PR #132, opened 2018-07-23
Fix drawer open in chrome and mobile

### LINKED ISSUE #130: Drawer not showing anything besides the x icon on mobile
drawer in mobile

fiennyangeln:
Use currentTarget instead of target : based on this https://github.com/mui-org/material-ui/issues/7974

Fix #130

### DIFF
--- a/src/components/TasksTable/index.jsx
+++ b/src/components/TasksTable/index.jsx
@@ -251,7 +251,7 @@ export default class TasksTable extends Component {
     this.setQuery({});
   };
 
-  handleDrawerOpen = ({ target: { name } }) => {
+  handleDrawerOpen = ({ currentTarget: { name } }) => {
     memoizeWith(
       name => name,
       name =>


src/components/TasksTable/index.jsx
```diff
@@ -251,13 +251,15 @@ export default class TasksTable extends Component {
...
-  handleDrawerOpen = ({ target: { name } }) => {
+  handleDrawerOpen = ({ currentTarget: { name } }) => {
     memoizeWith(
       name => name,
       name =>
         this.setState({
           drawerOpen: true,
-          drawerItem: this.props.items.find(item => item.summary === name),
+          drawerItem: this.props.items.find(
+            item => sort(item.summary, name) === 0
```
helfi92: What's wrong with `item.summary === name`?

fiennyangeln: it fails the travis build. i tried it 2 times.
At first, i wonder why the travis fail, then i randomly change the find using sort method, so that i can force to rerun the travis (i remember when we add testing it also fail at first then you rerun it somehow and it works) , then, it runs successfully, but then i do

`g reset --hard HEAD^` 
`g push origin fix/handle-drawer-open-on-chrome-and-mobile -f`

to remove the last commit about the find using sort then it fail again

helfi92: Can you try again (remove `sort`) and send me the link to the failed travis build, please? I'll take a look.

fiennyangeln: ok removed! this is the link https://travis-ci.com/mozilla-frontend-infra/codetribute/builds/79747509

helfi92: Seems to be okay now.

PR #902, opened 2022-10-21
fix: insert date divider before date's messages

elisealix22:
## What does this PR do?

This PR updates our UI to insert the date divider when the date changes so that it now shows the messages for the given date below the divider. This matches how other messaging platforms render their dividers like Signal and will likely feel more intuitive.

| Before | After |
|--|--|
| before| after|


bigint (approved):
**LGTM** :shipit: 

Rad LGTM

PR #923, opened 2022-10-24
feat: add loading and empty state for messaging

elisealix22:
## What does this PR do?
This PR adds a new "Awaiting signature" loading state for the first time the user has to sign to get their XMTP identity key. It also adds an empty state for when they are fully auth'd but haven't started any conversations yet.

| Awaiting signature | Empty | Signed out |
|--|--|--|
| awaiting_centered |  empty_centered | Screen Shot 2022-10-25 at 11 11 56 AM |

## Type of change

## How should this be tested?

- [x] Sign up with a new account that has not enabled DMs yet
- [x] Go to lenster.xyz/messages and notice a new awaiting signature loading state
- [x] Sign the signature request and notice the empty state renders


src/components/utils/hooks/useXmtpClient.tsx
```diff
@@ -29,15 +29,17 @@ const wipeKeys = (walletAddress: string) => {
...
   const currentProfile = useAppStore((state) => state.currentProfile);
   const client = useMessageStore((state) => state.client);
   const setClient = useMessageStore((state) => state.setClient);
+  const [awaitingXmtpAuth, setAwaitingXmtpAuth] = useState<boolean>();
   const isMessagesEnabled = isFeatureEnabled('messages', currentProfile?.id);
 
   useEffect(() => {
     const initXmtpClient = async () => {
       if (signer && !client && currentProfile) {
+        setAwaitingXmtpAuth(true);
```
neekolas, line 42: Think we want this in the `if (!keys) {` block. Otherwise it is going to set the `awaitingXmtpAuth` to true even when the keys are cached in LocalStorage

src/components/Messages/PreviewList.tsx
```diff
@@ -62,17 +65,41 @@ const PreviewList: FC = () => {
...
+              <PageLoading message="Loading conversations" />
+            </div>
+          ) : !currentProfile ? (
+            <div className="flex h-full justify-center items-center">
+              <EmptyState
+                message={<div>Login to start messaging</div>}
+                icon={<MailIcon className="w-8 h-8 text-brand" />}
+                hideCard
+              />
+            </div>
```
bigint, line 94: **suggestion:** this check is not required 🙏🏼 cuz we return 404 in higher level

src/components/utils/hooks/useXmtpClient.tsx
elisealix22: Good catch! Updated 👍

src/components/Messages/PreviewList.tsx
bigint: Hmm but we need to have it at page level because DM UI is protected and should not be visible to public 🙏🏼

elisealix22: Updated the signed out screenshot in the description of the PR to demonstrate. Should be all set!

neekolas (approved):

src/components/Messages/PreviewList.tsx
bigint: Amazing 🚀

PR #930, opened 2022-10-25
Feat/multi prof msg

bhavya2611:
## What does this PR do?

Allow filtering conversations per profile

## Type of change

## How should this be tested?

- [ ] With an address that has multiple lens profiles, try to switch between profiles and see if relevant conversations show up
- [ ] With each profile send and receive messages

## Video -

https://www.loom.com/share/ea31483461fa42f7941e73196d7e4631


src/store/message.ts
```diff
@@ -16,6 +16,9 @@ interface MessageState {
   previewMessages: Map<string, Message>;
   setPreviewMessage: (key: string, message: Message) => void;
   setPreviewMessages: (previewMessages: Map<string, Message>) => void;
+  reset: () => void;
+  selectedProfile: string;
```
elisealix22, line 20: Suggestion: Can we name this `selectedProfileId` so it's not confused as a full profile? Or save the full profile instead of the id -- either one!

src/store/message.ts
```diff
@@ -50,5 +53,17 @@ export const useMessageStore = create<MessageState>((set) => ({
       newPreviewMessages.set(key, message);
       return { previewMessages: newPreviewMessages };
     }),
-  setPreviewMessages: (previewMessages) => set(() => ({ previewMessages }))
+  setPreviewMessages: (previewMessages) => set(() => ({ previewMessages })),
+  selectedProfile: '',
+  setSelectedProfile: (selectedProfile) => set(() => ({ selectedProfile })),
+  reset: () =>
+    set((state) => {
```
elisealix22, line 60: Very neat that we don't have to reset the `client` here since the address doesn't change, however -- do we still reset the client properly when logging out? I think we have a `reset()` inside `useXmtpClient` but want to make sure we don't regress there.

src/components/utils/hooks/useMessagePreviews.tsx
```diff
@@ -65,13 +69,6 @@ const useMessagePreviews = () => {
     }
   });
 
-  const reset = () => {
```
elisealix22, line 68: What's the reason to move this out to the store? For example, I think we no longer reset the loading state now 👀

bhavya2611: I saw this was not needed and was not working correctly, so I moved the reset as a store action. I think we don't really need to reset the loading state, as it gets set as it is on page navigation

src/store/message.ts
bhavya2611: I think we have removed reset from there too. I guess we wipe keys on disconnect and set the client to undefined there

elisealix22 (approved):
Looks good to me!

PR #953, opened 2022-10-26
refactor: dm components

bigint:


src/constants.ts
```diff
@@ -18,8 +18,9 @@ export const DEFAULT_COLLECT_TOKEN = getEnvConfig().defaultCollectToken;
 
 export const IS_MAINNET = API_URL === MAINNET_API_URL;
 
-// XMTP_NETWORK
+// XMTP
 export const XMTP_ENV = IS_MAINNET ? 'production' : 'dev';
+export const XMTP_PREFIX = 'lens.dev/dm';
```
bigint, line 23: @neekolas I think we need to change this 🤔

neekolas: Why?

src/lib/conversationKey.ts
```diff
@@ -13,5 +15,9 @@ export const parseConversationKey = (
 
   const [, peerAddress, memberA, memberB] = Array.from(matches);
 
-  return { peerAddress, members: [memberA, memberB], conversationId: `lens.dev/dm/${memberA}-${memberB}` };
+  return {
+    peerAddress,
+    members: [memberA, memberB],
+    conversationId: `${XMTP_PREFIX}/${memberA}-${memberB}`
```
neekolas, line 21: 👍🏼

PR #978, opened 2022-10-27
chore: allowlist more xmtp testers

elisealix22:
## What does this PR do?
This PR adds a few new XMTP testers as well as a few duplicates for existing testers so we can test switching between multiple profiles.


bhavya2611 (approved):
LG

PR #982, opened 2022-10-28
fix: logout routing issue from other pages

bhavya2611:
## What does this PR do?

Fixes Routing issue after logout from the messages page

## Type of change

## How should this be tested?

- [ ] Logout from the home page and see if it redirects to the home page


src/components/Messages/Message.tsx
```diff
@@ -51,11 +51,11 @@ const Message: FC<MessageProps> = ({ conversationKey }) => {
     }
   }, [conversationKey, hasMore, messages, endTime]);
 
-  if (!currentProfile || !isFeatureEnabled('messages', currentProfile.id)) {
+  if (!isFeatureEnabled('messages', currentProfile?.id)) {
     return <Custom404 />;
   }
 
-  const showLoading = !missingXmtpAuth && (!profile || !currentProfile || !selectedConversation);
+  const showLoading = !missingXmtpAuth && (!profile || !selectedConversation);
```
bigint, line 58: **question:** we need user logged-in check right?

bhavya2611: I think it is a redundant check as the profile will not be defined unless current profile exists, because the profile depends on xmtp client connection which required current profile

bhavya2611: Can add it back for safety anyway

src/components/Messages/Message.tsx
```diff
@@ -51,7 +51,7 @@ const Message: FC<MessageProps> = ({ conversationKey }) => {
     }
   }, [conversationKey, hasMore, messages, endTime]);
 
-  if (!currentProfile || !isFeatureEnabled('messages', currentProfile.id)) {
+  if (!isFeatureEnabled('messages', currentProfile?.id)) {
```
elisealix22, line 54: I personally preferred the previous check because I think we want to 404 there even after the feature flag is removed if current profile doesn't exist. So I think the first version just makes it easier to strip out the feature flag code soon

src/components/Messages/PreviewList.tsx
```diff
@@ -32,7 +32,7 @@ const PreviewList: FC<Props> = ({ className }) => {
   const [showSearchModal, setShowSearchModal] = useState(false);
   const { authenticating, loading, messages, profiles, profilesError } = useMessagePreviews();
 
-  if (!currentProfile || !isFeatureEnabled('messages', currentProfile.id)) {
+  if (!isFeatureEnabled('messages', currentProfile?.id)) {
```
elisealix22, line 35: Same here -- I think we still want to 404 here if current profile is null even after the feature flag is stripped so I think the first check might be safer.

src/components/Messages/index.tsx
```diff
@@ -12,7 +12,7 @@ import PreviewList from './PreviewList';
 const Messages: NextPage = () => {
   const currentProfile = useAppStore((state) => state.currentProfile);
 
-  if (!currentProfile || !isFeatureEnabled('messages', currentProfile.id)) {
+  if (!isFeatureEnabled('messages', currentProfile?.id)) {
```
elisealix22, line 15: Last one, but same as above. Please lmk if you disagree or if I'm missing something, but I think it's just safer to explicitly check.

bigint, line 15: we need to have currentProfile check, else it will not render 404 if profile is not there 🙈

elisealix22 (approved):
I'd prefer to explicitly check if currentProfile is around to 404 as noted lol, but this works!

src/components/Messages/index.tsx
bigint: +1 we need this @bhavya2611 🙏🏼

src/components/Messages/Message.tsx
bhavya2611: This one after disconnect will first show 404 and then route to home, if that is okay, I can add it back

bigint: Yup its expected one

PR #1036, opened 2022-10-31
feat: redirect to first conversation in list

neekolas:
## What does this PR do?

- Attempts to redirect to the first conversation in the list
- Conditions to allow a redirect are
1. The user's viewport is 1024px or greater (we don't want this behaviour on mobile, since we use the `/messages` as a distinct route to show the conversation list)
2. The user is on the `/messages` route
3. There is at least one conversation in the list loaded.

I think this feature is going to get picked up in a planned refactor to merge the `Message.tsx` and `index.tsx` pages into a single route. Right now, the necessary information to execute this redirect is lower in the React tree than is ideal. 

I also had to add a new React hook to track the window width to avoid this behaviour on mobile, which is unfortunate. Open to other solutions that don't rely on `window.innerWidth`.

The PR also changes the send button to only icon in the mobile view and makes the mobile view flow start from 1024px

Fixes # (issue)

https://user-images.githubusercontent.com/65710/199074880-b8df72ff-104b-45ec-9e87-af2e64cf9976.mp4

image

## Type of change

## How should this be tested?

- [ ] Go to the `/messages` page on the desktop. The first conversation should be automatically selected once loading is complete
- [ ] Go to the `/messages` page on mobile. The conversation list should appear, and it should be possible to navigate to the individual conversation and back.
- [ ] In mobile view the send button should only have an icon

### DIFF
--- a/src/components/Messages/PreviewList.tsx
+++ b/src/components/Messages/PreviewList.tsx
@@ -43,7 +43,6 @@ const PreviewList: FC<Props> = ({ className }) => {
   });
 
   useEffect(() => {
-    console.log(width);
     // Ignore this hook on mobile, since we use the /messages route to show the conversation list
     if (!width || width < MIN_WIDTH_FOR_TWO_PANELS) {
       return;
--- a/src/components/Messages/PreviewList.tsx
+++ b/src/components/Messages/PreviewList.tsx
@@ -16,12 +16,11 @@ import isFeatureEnabled from '@lib/isFeatureEnabled';
 import { useRouter } from 'next/router';
 import type { FC } from 'react';
 import { useEffect, useState } from 'react';
+import { MIN_WIDTH_DESKTOP } from 'src/constants';
 import Custom404 from 'src/pages/404';
 import Custom500 from 'src/pages/500';
 import { useAppStore } from 'src/store/app';
 import { useMessageStore } from 'src/store/message';
-
-const MIN_WIDTH_FOR_TWO_PANELS = 1024;
 
 interface Props {
   className?: string;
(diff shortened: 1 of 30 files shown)


src/components/Messages/PreviewList.tsx
```diff
@@ -7,19 +7,22 @@ import { GridItemFour } from '@components/UI/GridLayout';
...
 import { useRouter } from 'next/router';
 import type { FC } from 'react';
-import { useState } from 'react';
+import { useEffect, useState } from 'react';
 import Custom404 from 'src/pages/404';
 import Custom500 from 'src/pages/500';
 import { useAppStore } from 'src/store/app';
 import { useMessageStore } from 'src/store/message';
 
+const MIN_WIDTH_FOR_TWO_PANELS = 1024;
```
bhavya2611, line 24: I think the mobile flow starts 768px, we should have that here

bhavya2611 (approved):
Small comment

src/components/Messages/PreviewList.tsx
neekolas: So, maybe it should start at 768. RIght now, between 768 and 1024 it doesn't hide the conversation list when you have a conversation loaded. I did make a separate ticket for that. https://github.com/xmtp-labs/hq/issues/820

bhavya2611: Also move the constant to the constants file

neekolas: Ya, that's a good call

bhavya2611: Okay so are you suggesting we change to a mobile view below 1024px?

I think that will make sense.

bigint:
Can you please resolve the conflicts 🙏🏼

bhavya2611:
@bigint resolved conflicts

src/components/utils/hooks/useWindowSize.tsx
```diff
@@ -0,0 +1,35 @@
+import { useEffect, useState } from 'react';
+
+interface Size {
+  width: number | undefined;
+  height: number | undefined;
+}
+
+// Borrowed from https://usehooks.com/useWindowSize/
+const useWindowSize = (): Size => {
```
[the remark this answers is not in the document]
neekolas: For styling, absolutely. But this is used to change behavior

PR #1040, opened 2022-10-31
fix: search profiles modal width

bhavya2611:
## What does this PR do?

Fixes the width of user profile lists in the search modal

## Type of change

## How should this be tested?

- [ ] See if the width of the list looks good and matches the search text input above

## Screenshot

image


bigint:
This looks very huge in the navbar search 😕 

Lotta whitespace

Screenshot 2022-11-01 at 11 05 04 AM

bhavya2611:
@bigint I added a prop to pass className so we can configure it as required in different places. I hope this works

bigint (changes requested):

bigint (approved):

PR #1047, opened 2022-10-31
feat: add a very basic messaging badging

elisealix22:
## What does this PR do?

Adds a very basic badging system to messages to indicate there is a new message when you are not viewing the tab. It handles switching between profiles and will persist the badge state for each signed in profile until localstorage is cleared or the user signs out.

https://user-images.githubusercontent.com/556051/199167506-310330fc-f44a-4e27-b352-fd9078439490.mov

## Type of change

## How should this be tested?

- [x] Send messages to a profile while not on the messages tab and ensure you get a badge
- [x] Send messages to a profile while viewing the messages tab and ensure you _do not_ get a badge
- [x] Sign out / sign back in and ensure you need a new sig
- [x] Create a new account and ensure it does not prompt for a signature or badge


src/components/Messages/MessageIcon.tsx
```diff
@@ -0,0 +1,93 @@
...
+    const fetchShowBadge = async () => {
+      const convos = await cachedClient.conversations.list();
+      const matchingConvos = convos.filter(
+        (convo) => convo.context?.conversationId && matcherRegex.test(convo.context.conversationId)
+      );
+      if (matchingConvos.length <= 0) {
+        return;
+      }
+
+      const previews = await Promise.all(matchingConvos.map(fetchMostRecentMessage));
```
neekolas, line 44: The one thing that's a little scary here is the number of API requests involved on every pageview. If you have 100 people who have ever messaged you, this will lead to 101 API requests just to show the badge. 

To just get the timestamp of the most recent message, the more performant option would be to do something like.

```ts
const topics = matchingConvos.map((convo) => convo.topic)
const recentMessage = client.listEnvelopes([], (env) => env.timestampNs, { limit: 1, direction: SortDirection.SORT_DIRECTION_DESCENDING})
const lastMessageTimestamp = recentMessages.length ? somehowConvertNanosecondTimestampToDate(recentMessages[0]) : null
```

elisealix22: Nick!!! This is brilliant. Yeah, I wrote down today that we'll likely soon want to be able to paginate & sort by updatedAt for convos 😅 (no idea at how feasible that would be today), but this is so much better for this use case. Updating!

bigint:
CI + Deployment is failing 😕

elisealix22:
@bigint all good! it's failing right now because I'm pointed to a local `@xmtp/xmtp-js` instance until I can deploy a new endpoint: https://github.com/xmtp/xmtp-js/pull/205. Other than that, I'm feeling really quite excited about this one! It's persisting per-profile now too 💾

src/components/Messages/MessageIcon.tsx
```diff
@@ -0,0 +1,120 @@
+import useXmtpClient from '@components/utils/hooks/useXmtpClient';
```
bhavya2611, line 1: We might want to name this component better. MessageIcon component having the code for streaming messages is a bit out of context

src/components/Notification/Icon.tsx
```diff
@@ -34,7 +34,7 @@ const NotificationIcon: FC = () => {
       }}
     >
       <LightningBoltIcon className="w-5 h-5 sm:w-6 sm:h-6" />
-      {showBadge && <span className="w-2 h-2 bg-red-500 rounded-full" />}
+      <span className={`w-2 h-2 bg-red-500 rounded-full ${showBadge ? 'visible' : 'invisible'}`} />
```
bhavya2611, line 37: I think we should use block and hidden here, as visible and invisible will always render the element and just not allocate the space vs it is better to not render the element at all if not required

bhavya2611 (commented):
Small comments

src/components/Notification/Icon.tsx
elisealix22: Amazing suggestion! Will update!

elisealix22: I reverted for now because I couldn't get the desired effect of the icon not moving if the badge comes in. We will have to address that in a separate PR.

src/components/Messages/PreviewList.tsx
```diff
@@ -44,12 +45,18 @@ const PreviewList: FC<Props> = ({ className, selectedConversationKey }) => {
...
   const showLoading = loading && (messages.size === 0 || profiles.size === 0);
 
+  let hasMessages = false;
   const sortedProfiles = Array.from(profiles).sort(([keyA], [keyB]) => {
-    const messageA = messages.get(keyA);
-    const messageB = messages.get(keyB);
-    return (messageA?.sent?.getTime() || 0) >= (messageB?.sent?.getTime() || 0) ? -1 : 1;
+    const aTime = messages.get(keyA)?.sent.getTime() || 0;
+    const bTime = messages.get(keyB)?.sent.getTime() || 0;
+    hasMessages = hasMessages || aTime > 0 || bTime > 0;
```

____________________

Search the material above for the string "testers", and copy every line in which it turns up.

The answer
chore: allowlist more xmtp testers
This PR adds a few new XMTP testers as well as a few duplicates for existing testers so we can test switching between multiple profiles.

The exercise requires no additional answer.